In a first for United States Army doctors, Burrage received an ear transplant that was grown from her own tissue inside her own body. A team, led by Lieutenant Colonel Owen Johnson III, the chief of plastic and reconstructive surgery at William Beaumont Army Medical Center in El Paso, Texas, harvested cartilage from Burrage’s ribs, carved it into the shape of an ear, and implanted it under the skin in her arm. There, it developed blood vessels, which Johnson says will allow Burrage to regain feeling in the ear once it’s healed. In an announcement released on Monday, Johnson called the operation a success.
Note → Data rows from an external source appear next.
PR #414, opened 2016-12-09
Improve handling for SHELL environment variable:

apetrone:
* Use boolean conditional for checking shell_path to catch empty strings.

* Throw an error if shell_path does not exist.


wjwwood:
I tried to rebase this without closing it but something happened... I reopened as https://github.com/catkin/catkin_tools/pull/421.

PR #421, opened 2017-01-06
Improve handling for SHELL environment variable:

wjwwood:
* Use boolean conditional for checking shell_path to catch empty strings.

* Throw an error if shell_path does not exist.

This is a rebased version of https://github.com/catkin/catkin_tools/pull/414

### DIFF
--- a/catkin_tools/resultspace.py
+++ b/catkin_tools/resultspace.py
@@ -97,15 +97,15 @@ def get_resultspace_environment(result_space_path, base_env=None, quiet=False, c
         )
 
     # Determine the shell to use to source the setup file
-    shell_path = os.environ.get('SHELL', None)
-    if shell_path is None:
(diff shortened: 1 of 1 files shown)


mingless:
It might be irrelevant, but in the dotfiles I am using SHELL is being set to 'bash' rather than '/bin/bash' which resulted in this commit breaking my catkin_tools. Since the fix is simple and I am not the original creator of the script I am not reporting any particular issue, but rather asking if it is good to assume that SHELL must be '/bin/bash' and cannot be 'bash'.

wjwwood:
I'm not sure if we can safely assume that the value in `SHELL` is absolute (i.e. we can run a subprocess with `shell=Fase`), but we currently do assume that. You can make an issue about this and someone can look into it as they have time.

PR #443, opened 2017-03-13
Correctly merge envvars from isolated workspaces.

### LINKED ISSUE #382: Isolated result spaces broken when not extending
### System Info
- Operating System: Ubuntu, OS X
- Python Version: `python --version`
- Version of catkin_tools: 0.4.3
- ROS Distro: Indigo
### Build / Run Issue

The following sequence results in an error:

```
$ rosinstall_generator --rosdistro indigo roscpp --deps --tar > roscpp.rosinstall
$ rosinstall src roscpp.rosinstall -j8
$ catkin config --isolate-install --isolate-devel --install  # also fails with --no-install
$ catkin build  # also fails with -p1
[ snip ]
Starting  >>> roscpp_serialization
___________________________________________________________________________________
Errors     << roscpp_serialization:cmake 
CMake Error at /Users/mikepurvis/isolate_install_experiments/devel/catkin/share/catkin/cmake/catkinConfig.cmake:83 (find_package):
  Could not find a package configuration file provided by "roscpp_traits"
  with any of the following names:

    roscpp_traitsConfig.cmake
    roscpp_traits-config.cmake

  Add the installation prefix of "roscpp_traits" to CMAKE_PREFIX_PATH or set
  "roscpp_traits_DIR" to a directory containing one of the above files.  If
  "roscpp_traits" provides a separate development package or SDK, be sure it
  has been installed.
Call Stack (most recent call first):
  CMakeLists.txt:3 (find_package)
```

The following variants in the same workspace run to completion with a successful result:

```
src/catkin/bin/catkin_make_isolated
src/catkin/bin/catkin_make_isolated --install
src/catkin/bin/catkin_make_isolated --install --merge
some/other/workspace/env.sh catkin build
```

Not terribly clear what is going on here, but it seems that somehow the environment in the isolated build case isn't quite getting populated correctly.

mikepurvis:
Fixes #382. With this change, isolated devel and isolated install spaces both do the right thing:

```
rosinstall_generator --rosdistro indigo roscpp --deps --tar > roscpp.rosinstall
rosinstall src roscpp.rosinstall -j8
catkin config --isolate-install --isolate-devel --install  # or --no-install
catkin build
```

For packages with many dependencies, the `loadenv` stage can end up taking a nontrivial amount of time, since it's invoking as many `env.sh` instances as there are dependencies. However, this can be mitigated by using the `--env-cache` config option.

@wjwwood @jbohren

### DIFF
--- a/catkin_tools/jobs/catkin.py
+++ b/catkin_tools/jobs/catkin.py
@@ -380,7 +380,7 @@ def create_catkin_build_job(context, package, package_path, dependencies, force_
     stages.append(FunctionStage(
         'loadenv',
         loadenv,
-        locked_resource='installspace',
+        locked_resource=None if context.isolate_install else 'installspace',
         job_env=job_env,
         package=package,
         context=context
@@ -504,7 +504,7 @@ def create_catkin_build_job(context, package, package_path, dependencies, force_
             [MAKE_EXEC, 'install'],
             cwd=build_space,
             logger_factory=CMakeMakeIOBufferProtocol.factory,
-            locked_resource='installspace'
+            locked_resource=None if context.isolate_install else 'installspace'
         ))
 
     return Job(
--- a/catkin_tools/jobs/utils.py
+++ b/catkin_tools/jobs/utils.py
@@ -57,6 +57,11 @@ def loadenv(logger, event_queue, job_env, package, context):
     if context.destdir is not None:
         job_env['_CATKIN_SETUP_DIR'] = context.package_dest_path(package)
 
+    updated_env = {}
+
+    # Get the envvars associated with each workspace. Order is unimportant here since
+    # there will either be only one env loader path (linked/merged result space) or
+    # there will be many, but dependencies don't have a fixed order.
     for env_loader_path in env_loader_paths:
         if logger:
             logger.out('Loading environment from: {}'.format(env_loader_path))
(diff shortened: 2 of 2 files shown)


catkin_tools/jobs/catkin.py
```diff
@@ -504,7 +504,7 @@ def create_catkin_build_job(context, package, package_path, dependencies, force_
             [MAKE_EXEC, 'install'],
             cwd=build_space,
             logger_factory=CMakeMakeIOBufferProtocol.factory,
-            locked_resource='installspace'
+            locked_resource=None if context.isolate_install else 'installspace'
```
mikepurvis: No more need to lock the install space if each package has its own one to write to.

mikepurvis:
Yes, will fix. I'm also wondering if it'd be worth trying to unit test that merging logic. Is there a way to do it which doesn't require moving that stuff off to a different function?

Are there any of the larger "workspace" tests which we can make cover the isolate-devel and isolate-install cases to guard against regression here?

catkin_tools/jobs/utils.py
```diff
@@ -66,8 +71,21 @@ def loadenv(logger, event_queue, job_env, package, context):
...
+            else:
+                updated_env[key] = set(values_str.split(':'))
+
+    # Now merge the updated environment into this job's environment, discarding duplicate
+    # values and ensuring that new ones are prepended.
+    for key, new_values_set in updated_env.items():
+        if key in job_env:
+            prepend_values = new_values_set - set(job_env[key].split(':'))
+            if prepend_values:
+                job_env[key] = ':'.join(prepend_values) + ':' + job_env[key]
```
mikepurvis: Another way could to drop the `if` and just do:

    job_env[key] = ':'.join(list(prepend_values) + job_env[key].split(':'))

Probably by keeping around the list since it's already split up a line above. The way it is seemed cleared to me though.

catkin_tools/jobs/catkin.py
mikepurvis: Possible this isn't necessary given that the underlying logic seems to swap out a `FakeLock`:

https://github.com/catkin/catkin_tools/blob/2442e1f971ae6bbd0c14fa6da183ee095ae099e3/catkin_tools/verbs/catkin_build/build.py#L535-L537

However, that's not turned on automatically when in isolated install mode, so maybe that's the better change to be making here?

mikepurvis:
Thanks for the quick merge! 👍

catkin_tools/jobs/utils.py
mikepurvis: Bug here, see #448.

PR #444, opened 2017-03-14
Add tests for isolated builds

mikepurvis:
These should fail until #443 is merged.


tests/system/verbs/catkin_build/test_build.py
```diff
@@ -50,7 +48,8 @@ def create_tree_workspace(wf, build_type, n_pkg_layers, n_children=2):
     for i in range(n_pkgs):
         wf.create_package(
             'pkg_{}'.format(i),
-            depends=(['pkg_{}'.format(floor(i - 1) / n_children)] if i > 0 else []))
+            build_type=build_type,
+            depends=(['pkg_{}'.format(int((i - 1) / n_children))] if i > 0 else []))
```
mikepurvis: This was previously ignoring the passed-in `build_type`, and the use of `floor` was resulting in dependencies like `pkg_2.5`.

tests/system/verbs/catkin_build/test_build.py
```diff
@@ -93,9 +92,35 @@ def test_build_dry_run():
...
+            n_pkgs = create_tree_workspace(wf, 'catkin', 2)
+            wf.create_package('pkg_dep', build_type='catkin',
+                              build_depends=['pkg_{}'.format(n) for n in range(n_pkgs)])
+            wf.build()
+
+            assert catkin_success(['config', '--isolate-devel'])
+            assert catkin_success(BUILD)
+            assert os.path.exists('devel/pkg_dep')
+            assert not os.path.exists('install')
+    assert_no_warnings(out)
```
mikepurvis: Could condense these into one, but I'm not sure it's worth it.

mikepurvis:
Good to go in now. Can confirm that this passes locally when rebased on top of the changes from #443.

tests/system/verbs/catkin_build/test_build.py
```diff
@@ -93,9 +92,35 @@ def test_build_dry_run():
...
 
 
-def test_build_all_isolated():
-    """Test building all packages in an isolated workspace"""
-    pass  # TODO: Implement test
+def test_build_all_isolate_install():
+    """Test building dependent catkin packages with isolated installspace."""
+    with redirected_stdio() as (out, err):
+        with workspace_factory() as wf:
+            n_pkgs = create_tree_workspace(wf, 'catkin', 2)
```
mikepurvis: It's not possible to test CMake packages in this way, since the simplified factory-generated ones don't include CMake modules which make them findable by dependencies.

tests/system/workspace_factory.py
```diff
@@ -51,6 +51,21 @@ class Package(object):
     <build_type>{build_type}</build_type>
   </export>"""
 
+        CATKIN_CMAKELISTS_TEMPLATE = """
+cmake_minimum_required(VERSION 2.8.3)
+project({name})
+find_package(catkin REQUIRED COMPONENTS {catkin_components})
+catkin_package()"""
```
mikepurvis: There's a simplifying assumption here that a factory catkin package only depends on other catkin packages. All current tests pass with this assumption in place, so I see no reason to over complicate things.

tests/system/verbs/catkin_build/test_build.py
wjwwood: That's true, unless you wanted to test something about a plain cmake package being a leaf. Also, despite that drawback, this function could be useful to get started and the test could add a CMake Module for the plain cmake package itself.

tests/system/verbs/catkin_build/test_build.py
wjwwood: Seems fine to me.

tests/system/workspace_factory.py
wjwwood: That's true, but at some point tests may just have to hand craft a `CMakeLists.txt` and not rely on a more and more complex function to generate everything for them.

wjwwood:
I restarted travis, but not sure if this has to be rebased instead.

wjwwood:
The Linux jobs look ok, just waiting on Travis' macOS jobs to catch up.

ear growing under forearm skin
Army doctors grew a new ear for a soldier who lost one in a car crash.

“The whole goal is by the time she’s done with all this, it looks good, it’s sensate, and in five years if somebody doesn’t know her they won’t notice,” said Johnson in the statement. “As a young active-duty Soldier, they deserve the best reconstruction they can get.” Johnson also used skin from Burrage’s arm to help conceal the borders of the transplant and make the reconstruction more seamless. Soon Burrage, who is now 21 years old, will bear few marks of her fateful crash.

This procedure may be the U.S. Army’s first such transplant, but it’s definitely not the first time doctors have grown ears for patients. In 2012, doctors at Johns Hopkins University grew an ear under the forearm skin of a cancer survivor. In January, doctors in China successfully grew and transplanted ears onto children born with a birth defect that affects natural ear growth. In 2015, a child who had suffered burn injuries received the first 3D-printed nose.

Recent history suggests that procedures like Burrage’s will likely become more and more commonplace. Some doctors have even predicted that 2019 will be the year we’ll regularly print new noses and ears with human cells. In the meantime, Burrage has a couple more surgeries before her procedure can be considered complete. She’s feeling good about the surgery, though.

The ear had closed up because of the trauma from the accident, but Burrage says she can hear just as well as she could before. “I didn’t lose any hearing and [Johnson] opened the canal back up.”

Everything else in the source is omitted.